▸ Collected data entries
--- START ---

PR #1652, opened 2024-09-18
Binance: Fix occassional race failure on TestWsOrderExecutionReport

gbjk:
Fixes:
```
binance_test.go:2608: expected type order.Detail, found *orderbook.Depth
```

## Type of change

### DIFF
--- a/exchanges/binance/binance_test.go
+++ b/exchanges/binance/binance_test.go
@@ -8,7 +8,6 @@ import (
 	"fmt"
 	"os"
 	"reflect"
-	"sync"
 	"testing"
 	"time"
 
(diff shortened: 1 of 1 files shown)


gloriousCode (approved):
tACK!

--- END ---

▸ To do
Return all the lines shown above, precisely as they stand.

▸ Exercise output
PR #1652, opened 2024-09-18
Binance: Fix occassional race failure on TestWsOrderExecutionReport

gbjk:
Fixes:
```
binance_test.go:2608: expected type order.Detail, found *orderbook.Depth
```

## Type of change

### DIFF
--- a/exchanges/binance/binance_test.go
+++ b/exchanges/binance/binance_test.go
@@ -8,7 +8,6 @@ import (
 	"fmt"
 	"os"
 	"reflect"
-	"sync"
 	"testing"
 	"time"
 
(diff shortened: 1 of 1 files shown)


gloriousCode (approved):
tACK!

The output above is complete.